The Corsair smiled. “Do you wish to keep your little princess in one piece?” He asked, casting a glance over to the ones holding her. “I can arrange for them to start taking her apart here, if you wish.”

“If you dare harm her...”

“Back off,” the man snarled. “You tell Imrahil what I want. He releases my comrades, and I will return his little daughter...tell him the longer he takes, the less I can promise she will be in the pristine condition she is now.” He cast the princess a leering grin. Anhuil squirmed in her captor’s grip, her protests stifled by the filthy hand over her mouth. She tried to kick at her attackers, inwardly cursing the layers of skirts. He smiled wickedly. “Good evening,” he said with a bow, backing slowly down the path, his sword still at ready. The two holding her dragged her between them. As she turned her head to throw a pleading look to Fenwick, everything went black.

The princess slumped between them, the bigger one leaning over to swing her up into his arms.

Fenwick took a few steps down the path toward them. The tall one grinned, sheathing his weapon. “Very convincing,” Mardil muttered. “I told you to make sure it was only a flesh wound. You damn near took my arm off.” He winced again as he looked down at the blood spreading across the sleeve of his tunic. “And you ruined one of my best tunics.” He frowned.

“It’s barely a scratch,” the Corsairs laughed. “With the money you make, you can buy as many new ones as you wish,” the pirate quipped. ‘What do you want us to do with her?”

“Take her to the dungeon. Neville is there, waiting. Go to the side door, the one used for transferring prisoners. He will let you in. Free your companions and lock her up somewhere safe. I cannot risk harm coming to her.” He stepped toward Anhuil, lifting her chin with his fingers. Her eyes were closed, her lips slightly parted. He smiled. “Sleep well, my little princess. We will be married sooner than you think.” Pressing a kiss to her unresponsive lips, he nodded to the pirates. “Go, quickly. I must go play the rest of my part. You just be sure you take care of yours!” Turning, he strode swiftly up the pathway back to the palace.

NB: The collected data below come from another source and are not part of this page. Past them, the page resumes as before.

PR #2068, opened 2022-09-26
Add halo updates to CycleGAN

mcgibbon:
This PR makes convolution type parameterizable for CycleGAN training, an adds a new "halo_conv2d" convolution option. The previous "conv2d" option is kept only for comparison or debugging purposes.

Added public API:

Refactored public API:
- Added convolution_type option to CycleGANNetworkConfig
- Added strided_kernel_size option to GeneratorConfig, so that even kernel sizes can be used in striding layers and odd kernel sizes can be used in non-striding layers, which ensures we have an even distribution of halo points and makes it more straightforward to align outputs to inputs
- Added in_memory option to CycleGANTrainingConfig, which will convert all training data to pytorch tensors at the start of training.

Significant internal changes:
- Removed "padding" argument from convolution factories, as we always want "same"-like padding behavior
- Removed reflection padding from input and output convolutional layers, since the halo update convolution type does its own padding automatically. This may degrade "conv2d" results, but that configuration only exists for comparison/debugging.

- [x] Tests added

- test_unit: [82%](https://output.circle-artifacts.com/output/job/dd5a93c7-71cf-41cd-ab78-e508b5b644ac/artifacts/0/tmp/coverage/htmlcov-test_unit/index.html)


external/fv3fit/fv3fit/pytorch/cyclegan/modules.py
```diff
@@ -144,6 +143,199 @@ def single_tile_convolution(
...
+                # we must make data contiguous after rotating 90 degrees because
+                # the MPS backend doesn't properly manage strides when concatenating
+                # arrays
+                if i_tile % 2 == 0:  # even tile
+                    # south edge
+                    with_halo[i_tile][0][1] = torch.rot90(
+                        inputs[
+                            :, (i_tile - 2) % 6, :, :, -self.n_halo :
+                        ],  # write tile 4 to tile 0
+                        k=-1,  # relative rotation of tile 0 with respect to tile 5
```
brianhenn, line 281: Can you check that these comments are correct? This is pretty hard to follow.

external/fv3fit/fv3fit/pytorch/cyclegan/modules.py
```diff
@@ -144,6 +143,199 @@ def single_tile_convolution(
...
+                with_halo[i_tile][1][1] = inputs[:, i_tile, :, :, :]
+                with_halo[i_tile][0][0] = corner
+                with_halo[i_tile][0][2] = corner
+                with_halo[i_tile][2][0] = corner
+                with_halo[i_tile][2][2] = corner
+                # we must make data contiguous after rotating 90 degrees because
+                # the MPS backend doesn't properly manage strides when concatenating
+                # arrays
+                if i_tile % 2 == 0:  # even tile
+                    # south edge
```
brianhenn, line 276: Can you clarify whether these comments use north/south/east/west in the true sense or relative to each tile's local x/y conventions?

external/fv3fit/fv3fit/pytorch/cyclegan/modules.py
```diff
@@ -144,6 +143,199 @@ def single_tile_convolution(
...
+        self.n_halo = n_halo
+
+    @cpu_only
+    def forward(self, x):
+        return x[
+            ..., self.n_halo : -self.n_halo, self.n_halo : -self.n_halo
+        ].contiguous()
+
+
+class AppendHalos(nn.Module):
```
brianhenn, line 232: I'm glad this passes the test against the other implementation that uses the CubedSphereCommunicator, otherwise this would be a bit of a scary thing to debug.

brianhenn (commented):
Thanks @mcgibbon I'm glad you got this working since it seems relatively complicated. See my questions for areas where the code is hard to follow, which could be improved either with docstrings or pictorial representations.

brianhenn (commented):
Thanks @mcgibbon I appreciate the thoughtful documentation and I think that helped me a lot. But unfortunately it also made it clear I don't understand some of the logic, particularly around padding for transpose convolutions. I think another VC about this would be helpful.

external/fv3fit/fv3fit/pytorch/cyclegan/modules.py
```diff
@@ -161,6 +161,107 @@ def halo_convolution(
...
 
+    Generally we suggest using an even kernel size for strided convolutions,
+    and an odd kernel size for non-strided convolutions. For the non-strided
+    case, an even kernel size gives a symmetric kernel as desired. We've only reasoned
+    this for a stride of 2, but it should hold for any even stride.
+
+    The strided case (which uses a stride of 2) is more complex, but an even
+    kernel size gives a symmetric kernel. This is because a (2, 2) patch of the input
+    domain corresponds to a (1, 1) patch of the output domain. We would need to have a
+    (2, 2) patch in the center of the kernel (which is in input space) in order for
```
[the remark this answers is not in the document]
brianhenn: "symmetric" about the output point?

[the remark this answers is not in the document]
brianhenn: OK I think I understand the padding/kernel_size interaction at this point

brianhenn (approved):
Thanks @mcgibbon. Approving,subject to fixing the tests of course. Still would support a change in the future to remove the Crop object and use ConvTranspose2D's native way of doing this with the `padding` argument.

Neville threw open the door, hurrying the burly man inside. “What took you so long? They are going to get suspicious if Mardil and I are gone too long.” He yanked a set of keys from the rack, opening a heavy wooden door. “In there,” he said, motioning through the door. “Just put her down on the floor.”

Depositing the princess unceremoniously on the damp stone floor, he stood beside Neville as the chubby man locked the big door. “That ought to hold her,” the valet said with a smile. He tossed the keys to the pirate. “Your comrades are down the hall.” He waddled down the hall, in search of Fenwick.

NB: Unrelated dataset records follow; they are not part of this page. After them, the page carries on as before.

PR #2076, opened 2022-09-30
prognostic run: flexible radiation port timestep

brianhenn:
Allows the radiation port to run at the same time cadence as the configurable Fortran radiation cadence. 

See [notebook](https://github.com/ai2cm/explore/blob/master/brianh/2022-09-14-fine-cloud-fluxes/2022-09-23-validate-clearsky.ipynb) demonstrating that downward shortwave at TOA exactly validates (<10^-9 W/m^2 abs error at each timestep) over a daylong run. 

Significant internal changes:
- `radiation.Radiation` now tracks the time since initialization in and uses that to decide whether to compute LW and SW based on the `fhswr` and `fhlwr` namelist parameters. 
- If radiation is not computed at a timestep, the port returns radiative fluxes from the last computed timestep, which is the same behavior as the Fortran physics.

[X] Tests added -- port must now validate against Fortran for TOA SW downward flux in C12 case. 

- test_unit: [82%](https://output.circle-artifacts.com/output/job/1e445440-2ae6-4cb3-9c21-969061ec5287/artifacts/0/tmp/coverage/htmlcov-test_unit/index.html)


external/radiation/radiation/radiation_astronomy.py
```diff
@@ -31,8 +31,6 @@ def __init__(self, rank, isolar, solar_filename):
         self.isolflg = isolar
         self.solc0 = con_solr
         self.solar_fname = solar_filename
-        self.iyr_sav = 0
```
brianhenn, line 34: Deleted repeated code

external/radiation/radiation/radiation_astronomy.py
```diff
@@ -268,8 +266,6 @@ def sol_update(self, jdate, kyear, deltsw, deltim, lsol_chg, rank, solar_data):
 
                                 else:
                                     i -= 1
-        else:
```
brianhenn, line 271: This is not in Fortran and I'm not sure why it was added to the port. It had the unintended side effect of overriding the solar constant with a fixed value for any radiation calculation after the first one.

“Mardil! Wait!” Neville plodded after him down the marble foyer just inside the garden entrance. Huffing, the chubby man caught up to him, two of his strides equaling every one of Mardil’s. “We have to get out of here. What if those bilge rats squealed?” He noticed the bleeding cut, and Mardil’s disheveled look. “What happened?”

“They would not dare squeal,” he whispered harshly. “They have too much to gain by this. And this,” he indicated the cut, “is part of the plan.”

“What about the book, Mardil? The gold?”

Fenwick whipped around. “Go to my apartment now, Neville. Gather what is there and meet me back here as soon as possible. I must go inform the prince his lovely daughter has been kidnapped. Go!”

Nodding, Neville huffed down the hallway. Fenwick took a deep breath, trying to gather his thoughts, and started toward the dining hall. **How in the name of the Valar had those idiots managed to get themselves caught?** He had given them every scheduled movement of the fleet for the next several weeks, copied directly from Imrahil’s log. **The only person other than the prince and himself who had access to that log was--**

He stopped in his tracks. **No, she could not know. There was no way. If she suspected in the least, she would have called off their betrothal by now. And she was not clever enough to set such a trap.

Was she?**

Shaking away the thought, Fenwick hurried down the hallway. He would find out later if she had anything to do with it. Right now, he needed to find the Prince.


Prince Imrahil sat beside the Admiral, smiling broadly. A maid stepped beside him, bowing and whispering furtively. Imrahil listened intently, then rose from the table. He turned to Elphir. “There is a matter I must attend to. Please take over as host.”

Elphir noted his father’s expression. “Do you need my assistance, Ada?”

“If it should be required I will send for you. Please, assume my duty here for the time being.”

With an obedient bow, Elphir sat again, turning back to the guests.

Tapping Merric lightly, Imrahil gestured for him to follow as he hastily exited the dining hall and made for his study.


Thrusting open the door, Imrahil’s eyes widened at the site of a bleeding, bruised Mardil Fenwick sitting in the chair, sword in hand, his cut being attended by a maid. “My Lord,” she was saying, “You truly should let me send for a healer. This may require stitching and I am not able to-“

“I told you it is fine,” he growled, “just bandage it, please.” He looked up at Imrahil. “My Lord,” he said, breathless, leaping to his feet. “I tried to stop them, but there were too many of them. They surrounded us on the path and--“

“What happened, Mardil? Where is my daughter?”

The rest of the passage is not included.